# 12 Things women wish men knew about them



## Mattuk (Oct 16, 2010)

12 Things women wish men knew about them

1. We're not money motivated
We really don't care if you're minted or work down the local chippy. What matters to us is that you're a decent guy who treats us well and who has the drive and ambition to make something of himself.

2. We hate it when you don't put the toilet seat down
You probably think we're making too much of it, but if the seats not down when we want to use the bathroom at night, things can get pretty ugly. Take note.

3. We don't fancy our male friends
Okay so some of our best mates happen to be chaps, but you really haven't got anything to worry about. If we fancied them we would have dated them years ago. It's platonic so deal with it.

4. We hate being lied to
Even seemingly harmless deception will arouse our suspicions. We'd always prefer to hear the truth than be told a lie even a white one. And for the record being cheated on is way worse than being dumped.

5. We can tell when you're checking out other women
You may think you're being super subtle but we can always tell when you're admiring another female. And guess what, we're fine with it. Just as long as you don't act on your impulse.
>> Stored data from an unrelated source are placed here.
PR #533, opened 2023-05-16
group info/list: add `--contains-pkgs` option

kontura:

The option is moved from `repoquery` to group info/list commands.
It fits much better into the group sub-commands.

### DIFF
--- a/dnf5/commands/group/arguments.hpp
+++ b/dnf5/commands/group/arguments.hpp
@@ -50,6 +50,18 @@ public:
 };
 
 
+class GroupContainsPkgsOption : public libdnf::cli::session::StringListOption {
+public:
+    explicit GroupContainsPkgsOption(libdnf::cli::session::Command & command)
+        : StringListOption(
+              command,
+              "contains-pkgs",
+              '\0',
+              _("Show only groups containing packages with specified names. List option, supports globs."),
+              "PACKAGE_NAME,...") {}
+};
+
+
 class GroupSpecArguments : public libdnf::cli::session::StringArgumentList {
 public:
     GroupSpecArguments(libdnf::cli::session::Command & command, int nargs)
--- a/include/libdnf/comps/group/query.hpp
+++ b/include/libdnf/comps/group/query.hpp
@@ -54,6 +54,14 @@ public:
         filter(F::name, pattern, cmp);
     }
 
+    /// Filter groups by packages they contain. Keep only groups that contain packages with given names.
+    ///
+    /// @param patterns         A vector of strings (package names) the filter is matched against.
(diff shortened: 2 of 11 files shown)


dnf5/commands/group/arguments.hpp
```diff
@@ -50,6 +50,18 @@ class GroupInstalledOption : public libdnf::cli::session::BoolOption {
...
 
 
+class GroupContainsPkgsOption : public libdnf::cli::session::StringListOption {
+public:
+    explicit GroupContainsPkgsOption(libdnf::cli::session::Command & command)
+        : StringListOption(
+              command,
+              "contains-pkgs",
+              '\0',
+              _("Show only groups containing packges with specified names. List option, supports globs."),
```
jan-kolarik, line 60: Typo `packges` -> `packages`

include/libdnf/comps/group/query.hpp
```diff
@@ -54,6 +54,15 @@ class GroupQuery : public libdnf::sack::Query<Group> {
         filter(F::name, pattern, cmp);
     }
 
+    /// Filter groups by packages they contain. Keep only groups that contain packages with given names.
+    ///
+    /// @param patterns         A vector of strings (package names) the filter is matched against.
+    /// @param cmp_type         A comparison (match) operator, defaults to `QueryCmp::EQ`.
+    ///                         Supported values: `EQ`, `NEQ`, `GLOB`, `NOT_GLOB`.
```
jan-kolarik, line 61: In the usage from `group_info.cpp` we are using also `IGLOB`.

libdnf/comps/group/query.cpp
```diff
@@ -102,5 +103,24 @@ GroupQuery::GroupQuery(const BaseWeakPtr & base, bool empty) : base(base) {
...
+        // Copy group so we can call `get_packages()`, this is needed because `it` is from a std::set and thus const
+        // but `get_packages()` modifies its group (it stores cache of its packages).
+        Group group = *it;
+        bool keep = false;
+        for (const auto & pkg : group.get_packages()) {
+            if (match_string(pkg.get_name(), cmp, patterns)) {
+                keep = true;
+                break;
+            }
+        }
```
jan-kolarik, line 117: Or a simpler C++20 way could be:
```cpp
bool keep = std::ranges::any_of(group.get_packages(), [&](const auto & pkg) {
    return match_string(pkg.get_name(), cmp, patterns);
});
```

include/libdnf/comps/group/query.hpp
kontura: I have removed all of the supported values because it supports many more operators and I don't think we should list them all for all the methods. They are described in the query_cmp.hpp.

jan-kolarik (approved):

PR #539, opened 2023-05-18
Fix nightly builds on different archs than x86_64

jan-kolarik:
Following up to the fix from https://github.com/rpm-software-management/dnf5/pull/95, I've also set up a `x86_64` arch for Python API tests as we use these packages there.

Also some small refactoring and unification in unit tests included.


kontura:
Thanks! Looks good.
I am curios do you know why it started failing only 23 days ago?

jan-kolarik:
That's probably when the Python bindings transaction tests were introduced, also the gpg signature related functionality on the transaction API...

PR #554, opened 2023-05-23
state: Load environmental groups to system repo

m-blaha:
Uses similar approach we already have for groups.
System repo environments are loaded from xml files saved in the system state. In case the xml file with environment definition is missing (e.g. after upgrade from dnf4), a new one is created from available environmental group of the same id (with fallback to create a simple solvable based only on system state data).

### DIFF
--- a/libdnf/repo/repo_sack.cpp
+++ b/libdnf/repo/repo_sack.cpp
@@ -34,6 +34,7 @@ along with libdnf.  If not, see <https://www.gnu.org/licenses/>.
 
 #include "libdnf/base/base.hpp"
 #include "libdnf/common/exception.hpp"
+#include "libdnf/comps/environment/query.hpp"
 #include "libdnf/comps/group/query.hpp"
 #include "libdnf/conf/config_parser.hpp"
 #include "libdnf/conf/option_bool.hpp"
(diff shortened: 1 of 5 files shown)


libdnf/repo/repo_sack.cpp
```diff
@@ -610,43 +612,80 @@ void RepoSack::fix_group_missing_xml() {
...
-                // fall-back to creating solvables only from system state
-                solv_repo->create_group_solvable(group_id, system_state.get_group_state(group_id));
+        }
+        if (!environments_missing_xml.empty()) {
+            libdnf::comps::EnvironmentQuery available_environments(base);
+            available_environments.filter_installed(false);
+            for (const auto & environment_id : environments_missing_xml) {
+                bool xml_saved = false;
+                if (directory_exists) {
+                    // try to find the repoid in availables
```
kontura, line 657: Both comments for groups and environments probably shouldn't say `repoid` here?

kontura (approved):
I have only a minor question about a comment, otherwise it looks good.

libdnf/repo/repo_sack.cpp
m-blaha: Yeah, sorry. Fixed.

PR #558, opened 2023-05-24
rpm::Package: rename get_package_size() to get_download_size()

kontura:
Since we have `rpm::Package::get_install_size()` it seems clearer to have `rpm::Package::get_download_size()` to complement it.

Also
- libsolv is using SOLVABLE_DOWNLOADSIZE
- dnf4 used Package.downloadsize
- queryformat uses `downloadsize` tag

Follow up for: https://github.com/rpm-software-management/dnf5/pull/508#discussion_r1203741313

### DIFF
--- a/dnf5/main.cpp
+++ b/dnf5/main.cpp
@@ -582,7 +582,7 @@ static void print_transaction_size_stats(Context & context) {
     for (const auto & trans_pkg : context.get_transaction()->get_transaction_packages()) {
         const auto pkg = trans_pkg.get_package();
         if (transaction_item_action_is_inbound(trans_pkg.get_action())) {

6. Kissing on the first date is fine
If the date has gone well, don't feel you have to wait three days to call. Act on your impulse. We're more than capable of letting you know if it's not okay.
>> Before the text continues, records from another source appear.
Issue #537, opened 2023-05-16
Please implement `update --downloadonly` 


mark-hyde:
Hi,
I'm testing how dnf 5 works with auter and have found that there is currently no `--downloadonly` option in the dnf5 `update` subcommand.

https://github.com/rackerlabs/auter/issues/245

A typical auter use-case is to have a cronjob run at the start of a month, (which runs `dnf/yum update --downloadonly`) which resolves all dependencies and downloads the packages. 
These can then be applied at a later date (typically staging devices might have packages installed a week or 2 before production), but because the packages were downloaded at the same time, you get pretty much the same packages in both staging and production servers even though they might have been patched some weeks apart.

Could you please implement `dnf5 update --downloadonly` 

As a workaround I'm considering running 'dnf5 check-update', using awk to grab the 1st column, and feed that into dnf download with the --resolve flag, but I'm not entirely convinced yet that this will reliably give the same result.

mark-hyde:
Hi,
I've 
Could you also document this option in `dnf5 --help`? Auter checks this to see if the option is available.
While I could write around that, it would be better if it were documented in the help anyway.

PR #559, opened 2023-05-24
Add support for downloadonly in DNF5

j-mracek:
Resolve: https://github.com/rpm-software-management/dnf5/issues/537

### DIFF
--- a/dnf5/main.cpp
+++ b/dnf5/main.cpp
@@ -769,12 +769,16 @@ int main(int argc, char * argv[]) try {
 
             dnf5::print_transaction_size_stats(context);
 
-            for (const auto & tsflag : base.get_config().get_tsflags_option().get_value()) {
-                if (tsflag == "test") {
-                    std::cout
-                        << "Test mode enabled: Only package downloads, pgp key installations and transaction checks "
-                           "will be performed."
-                        << std::endl;
+            if (base.get_config().get_downloadonly_option().get_value()) {
+                std::cout << "The operation will only download packages for the transaction." << std::endl;
+            } else {
+                for (const auto & tsflag : base.get_config().get_tsflags_option().get_value()) {
+                    if (tsflag == "test") {
+                        std::cout << "Test mode enabled: Only package downloads, pgp key installations and transaction "
+                                     "checks "
+                                     "will be performed."
+                                  << std::endl;
+                    }
                 }
             }
 
--- a/dnf5/commands/downgrade/downgrade.cpp
+++ b/dnf5/commands/downgrade/downgrade.cpp
@@ -52,6 +52,7 @@ void DowngradeCommand::set_argument_parser() {
     cmd.register_positional_arg(keys);
 
     allow_erasing = std::make_unique<AllowErasingOption>(*this);
+    create_downloadonly_option(*this);
     auto skip_unavailable = std::make_unique<SkipUnavailableOption>(*this);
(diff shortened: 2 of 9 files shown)


jan-kolarik:
The PR itself looks great, but I wanted to test the parameter in CLI and it is unknown. I think we are missing the `owner.opt_binds().add("downloadonly", downloadonly);` in the main config...

dnf5/main.cpp
```diff
@@ -769,12 +769,16 @@ int main(int argc, char * argv[]) try {
...
-                           "will be performed."
-                        << std::endl;
+            if (base.get_config().get_downloadonly_option().get_value()) {
+                std::cout << "The operation will only download packages for the transaction." << std::endl;
+            } else {
+                for (const auto & tsflag : base.get_config().get_tsflags_option().get_value()) {
+                    if (tsflag == "test") {
+                        std::cout << "Test mode enabled: Only package downloads, pgp key installations and transaction "
+                                     "checks "
+                                     "will be performed."
```
jrohel, line 779: The message is badly cut.

jrohel:
@jan-kolarik
> I think we are missing the owner.opt_binds().add("downloadonly", downloadonly); in the main config. Can you please fix that?

I don't think so. As you can see in the source code, `downloadonly` is a "runtime only option".
`OptionBool downloadonly{false};  // runtime only option`

And from my point of view, `downloadonly` is a specific option of dnf5 application. It is not a libdnf(5) option. Do we want to add this option to the "dnf.conf " file?

jan-kolarik:
> @jan-kolarik
> 
> > I think we are missing the owner.opt_binds().add("downloadonly", downloadonly); in the main config. Can you please fix that?
> 
> I don't think so. As you can see in the source code, `downloadonly` is a "runtime only option". `OptionBool downloadonly{false}; // runtime only option`
> 
> And from my point of view, `downloadonly` is a specific option of dnf5 application. It is not a libdnf(5) option. Do we want to add this option to the "dnf.conf " file?

I see. I was confused that the `--downloadonly` parameter was not recognized for me when testing the PR and I just noticed the binding is missing and it might be the cause. Anyway, I tried to pull the PR again today and everything seems working correctly, so it was just probably my broken local setup.

jan-kolarik (approved):

j-mracek:
> > @jan-kolarik
> > > I think we are missing the owner.opt_binds().add("downloadonly", downloadonly); in the main config. Can you please fix that?
> > 
> > 
> > I don't think so. As you can see in the source code, `downloadonly` is a "runtime only option". `OptionBool downloadonly{false}; // runtime only option`
> > And from my point of view, `downloadonly` is a specific option of dnf5 application. It is not a libdnf(5) option. Do we want to add this option to the "dnf.conf " file?
> 
> I see. I was confused that the `--downloadonly` parameter was not recognized for me when testing the PR and I just noticed the binding is missing and it might be the cause. Anyway, I tried to pull the PR again today and everything seems working correctly, so it was just probably my broken local setup.

In the first version I enabled binding to allow `--setopt=downloadonly=true` but I was not sure whether we want to support that. Be honest I did not found any reason to not add it also.

dnf5/main.cpp
jan-kolarik: It looks weird, but static tests are not complaining and also the actual output looks OK, so I don't consider this as a problem.

PR #619, opened 2023-06-15
Document change in disable_excludes option

jan-kolarik:
The `*` glob character is used now to disable all configuration file excludes instead of the `all` value as before in DNF.


kontura:
This matches https://github.com/rpm-software-management/dnf5/commit/e9dc7314c7cc050c3eba95e68d92104bbe4805f0

Thanks

Issue #627, opened 2023-06-20
Changelog --since not working


pkratoch:
There are two problems:

- [x] Unexpected value results in "Aborted (core dumped)"
- [x] Date in the YYYY-MM-DD format (as documented in help) gives random results

## Unexpected value results in "Aborted (core dumped)"

**Actual output:**

```
# dnf5 changelog dnf --since --help
terminate called after throwing an instance of 'std::runtime_error'
  what():  Invalid date: --help
Aborted (core dumped)

# dnf5 changelog dnf --since yesterday
terminate called after throwing an instance of 'std::runtime_error'
  what():  Invalid date: yesterday
Aborted (core dumped)
```

**Expected output:**

A helpful message/error explaining how to use it.

## Date in the YYYY-MM-DD format (as documented in help) gives random results

**Actual output:**
```
# dnf5 changelog dnf --since 2023-01-01
Updating and loading repositories:
Repositories loaded.
Listing changelogs since Tue Jul  5 21:27:04 2072
Changelogs for dnf-4.15.1-1.fc37.noarch

# dnf5 changelog dnf --since 2023-01-01
Updating and loading repositories:
Repositories loaded.
Listing changelogs since Tue Jan 23 09:52:48 2046
Changelogs for dnf-4.15.1-1.fc37.noarch
```

**Expected output:**

```
# dnf5 changelog dnf --since 2023-01-01
Updating and loading repositories:
Repositories loaded.
Listing changelogs since Sun Jan 01 00:00:00 2023
Changelogs for dnf-4.15.1-1.fc37.noarch
(...)
```

PR #629, opened 2023-06-20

7. We like a bit of chivalry
Don't be afraid to hold open a door for us or pull our chair out for us at dinner. Of course we're capable of doing it ourselves, but it's possible to appreciate a bit of good old fashioned chivalry without encroaching on our feminist sensibilities.

8. We don't expect you to pay for everything
If you've asked us out ,it's customary to pay for the first date, but we're more than happy to split the bill after that. No woman wants to bankrupt her man and most of us like to assert our independence from time to time too.

9. We hate it when you say you'll call and then don't 
Don't treat us like babies. If you're no intention of seeing us again, then tell us to our face. Saying you'll call and then not is just mean. And unless you've got a very good excuse you won't get a second chance.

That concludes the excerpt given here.